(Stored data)
_____
Issue #1323, opened 2020-04-06
UI sidebar overlays on top of the github id keyboard input screen in settings


csouers:
**Describe the bug**
Sidebar doesn't hide when the keyboard dialog comes up. Likely related to https://github.com/commaai/openpilot/issues/1293

**How to reproduce or log data**
Open settings and click on text box to bring up the keyboard.

**Expected behavior**
Sidebar hides when keyboard is present

**Device/Version information (please complete the following information):**
 - Device: two
 - Version: master branch - f9257fc75f68c673f9e433985fbe739f23310bb4
 - Car make/model: All

PR #1337, opened 2020-04-08
offroad/ui: Transparent layout mode and msgq-based layout control

### LINKED ISSUE #1293: UI bug when going onroad while in advanced wifi settings
screenshot

andyh2:
* Reimplements ui->offroad layout control, using `offroadLayout` socket instead of android broadcasts. 
* Adds UiLayoutState.App.None, with which offroad will draw a transparent/invisible activity window instead of its normal content.  
* Fixes regression in onboarding where the green engaged border did not appear after pressing the "SET" button on screen. It had previously relied upon Android broadcasts, so this bug appeared with the frame refactor. Now we communicate a field in UiLayoutState. 
* New APK (https://github.com/commaai/openpilot-apks/pull/47) supports the above changes and also resolves https://github.com/commaai/openpilot/issues/1293, https://github.com/commaai/openpilot/issues/1323.


geohot:
Testing now

selfdrive/ui/ui.cc
```diff
@@ -964,19 +1008,24 @@ int main(int argc, char* argv[]) {
       enable_event_processing(true);
       if (s->status != STATUS_STOPPED) {
         update_status(s, STATUS_STOPPED);
+        s->active_app = cereal_UiLayoutState_App_home;
+        update_offroad_layout_state(s);
```
geohot, line 1012: I'm wondering if we should just send this every frame instead of on update.

geohot:
Hmm, why does settings still seem to be slow when I press the button?

geohot:
LGTM, nice job! Will merge this when the tests pass and fix up the bg thread PR

geohot (approved):

andyh2:
Offroad is responsible for the remaining latency in opening settings. I'm looking into what the bottleneck is there. We should end up with at most the same perceived latency as pre-frame-refactor

geohot:
Yea it actually seems a bit better.

PR #1339, opened 2020-04-09
add Jeep GC 2019 USA fingerprint from al_nyc

adhintz:
This adds these messages that are not in the existing Jeep GC 2019 fingerprint:
`678: 8, 729: 5, 766: 8, 800: 8, 810: 8, 863: 8`
If you'd prefer, could instead add them to the existing Jeep GC 2019 fingerprint.


pd0wm:
Yeah, let's just add them to the existing one.

adhintz:
Sounds good, done.

PR #1340, opened 2020-04-09
use map() to do type conversions

deanlee:


geohot:
I don't this this is more readable or faster, why should we merge it?

arne182:
@deanlee I gladly accept PR's
My github is now:
https://github.com/arne182/ArnePilot
You can find the updated version of mapd there. One that actually works as expected.

deanlee:
> I don't this this is more readable or faster, why should we merge it?
it's more pythonic and recommended method to perform this particular task, also  faster than using list comprehension.nearly 2x faster in my testing(10-1000 elements in list).

deanlee:
> I don't this this is more readable or faster, why should we merge it?

t's more pythonic and recommended method to perform this particular task, also faster than using list comprehension.nearly 2x faster in my testing(10-1000 elements in list).

deanlee:
> @deanlee I gladly accept PR's
> My github is now:
> https://github.com/arne182/ArnePilot
> You can find the updated version of mapd there. One that actually works as expected.

@arne182 Ok i will take a look

geohot:
So in microbenchmarks it may be faster, but is it faster in openpilot?

To merge a perf related PR, we should be able to measure an improvement in the system. To merge a refactor PR, it should decrease complexity.

PR #1343, opened 2020-04-09
Add tool for splitting keras model for faster loading

SippieCup:
By splitting the Keras model, initialization and first frame output is reduced from over 2 minutes to under 20 seconds on Jetson TX2 hardware. The split model and original files are an exact binary match when loaded and does not change its output in any way.

This PR also provides the tool to split the models with the command:

```python ./tools/keras/split_keras.py ./models/supercombo.keras```


HaraldSchafer:
Lemme see if I can just use the json for everything. Don't want too many copies.

SippieCup:
They aren't copies, it is separating the model and the weights into two files.

splitting it into two files is what makes it load faster, putting everything into a single file will just make it take 3 minutes to load again.

ShaneSmiskol:
@SippieCup It takes just a few seconds for me. Which version of TF are you on?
_____
Please print the data above exactly as it appears.

• WRITTEN SOLUTION
Issue #1323, opened 2020-04-06
UI sidebar overlays on top of the github id keyboard input screen in settings


csouers:
**Describe the bug**
Sidebar doesn't hide when the keyboard dialog comes up. Likely related to https://github.com/commaai/openpilot/issues/1293

**How to reproduce or log data**
Open settings and click on text box to bring up the keyboard.

**Expected behavior**
Sidebar hides when keyboard is present

**Device/Version information (please complete the following information):**
 - Device: two
 - Version: master branch - f9257fc75f68c673f9e433985fbe739f23310bb4
 - Car make/model: All

PR #1337, opened 2020-04-08
offroad/ui: Transparent layout mode and msgq-based layout control

### LINKED ISSUE #1293: UI bug when going onroad while in advanced wifi settings
screenshot

andyh2:
* Reimplements ui->offroad layout control, using `offroadLayout` socket instead of android broadcasts. 
* Adds UiLayoutState.App.None, with which offroad will draw a transparent/invisible activity window instead of its normal content.  
* Fixes regression in onboarding where the green engaged border did not appear after pressing the "SET" button on screen. It had previously relied upon Android broadcasts, so this bug appeared with the frame refactor. Now we communicate a field in UiLayoutState. 
* New APK (https://github.com/commaai/openpilot-apks/pull/47) supports the above changes and also resolves https://github.com/commaai/openpilot/issues/1293, https://github.com/commaai/openpilot/issues/1323.


geohot:
Testing now

selfdrive/ui/ui.cc
```diff
@@ -964,19 +1008,24 @@ int main(int argc, char* argv[]) {
       enable_event_processing(true);
       if (s->status != STATUS_STOPPED) {
         update_status(s, STATUS_STOPPED);
+        s->active_app = cereal_UiLayoutState_App_home;
+        update_offroad_layout_state(s);
```
geohot, line 1012: I'm wondering if we should just send this every frame instead of on update.

geohot:
Hmm, why does settings still seem to be slow when I press the button?

geohot:
LGTM, nice job! Will merge this when the tests pass and fix up the bg thread PR

geohot (approved):

andyh2:
Offroad is responsible for the remaining latency in opening settings. I'm looking into what the bottleneck is there. We should end up with at most the same perceived latency as pre-frame-refactor

geohot:
Yea it actually seems a bit better.

PR #1339, opened 2020-04-09
add Jeep GC 2019 USA fingerprint from al_nyc

adhintz:
This adds these messages that are not in the existing Jeep GC 2019 fingerprint:
`678: 8, 729: 5, 766: 8, 800: 8, 810: 8, 863: 8`
If you'd prefer, could instead add them to the existing Jeep GC 2019 fingerprint.


pd0wm:
Yeah, let's just add them to the existing one.

adhintz:
Sounds good, done.

PR #1340, opened 2020-04-09
use map() to do type conversions

deanlee:


geohot:
I don't this this is more readable or faster, why should we merge it?

arne182:
@deanlee I gladly accept PR's
My github is now:
https://github.com/arne182/ArnePilot
You can find the updated version of mapd there. One that actually works as expected.

deanlee:
> I don't this this is more readable or faster, why should we merge it?
it's more pythonic and recommended method to perform this particular task, also  faster than using list comprehension.nearly 2x faster in my testing(10-1000 elements in list).

deanlee:
> I don't this this is more readable or faster, why should we merge it?

t's more pythonic and recommended method to perform this particular task, also faster than using list comprehension.nearly 2x faster in my testing(10-1000 elements in list).

deanlee:
> @deanlee I gladly accept PR's
> My github is now:
> https://github.com/arne182/ArnePilot
> You can find the updated version of mapd there. One that actually works as expected.

@arne182 Ok i will take a look

geohot:
So in microbenchmarks it may be faster, but is it faster in openpilot?

To merge a perf related PR, we should be able to measure an improvement in the system. To merge a refactor PR, it should decrease complexity.

PR #1343, opened 2020-04-09
Add tool for splitting keras model for faster loading

SippieCup:
By splitting the Keras model, initialization and first frame output is reduced from over 2 minutes to under 20 seconds on Jetson TX2 hardware. The split model and original files are an exact binary match when loaded and does not change its output in any way.

This PR also provides the tool to split the models with the command:

```python ./tools/keras/split_keras.py ./models/supercombo.keras```


HaraldSchafer:
Lemme see if I can just use the json for everything. Don't want too many copies.

SippieCup:
They aren't copies, it is separating the model and the weights into two files.

splitting it into two files is what makes it load faster, putting everything into a single file will just make it take 3 minutes to load again.

ShaneSmiskol:
@SippieCup It takes just a few seconds for me. Which version of TF are you on?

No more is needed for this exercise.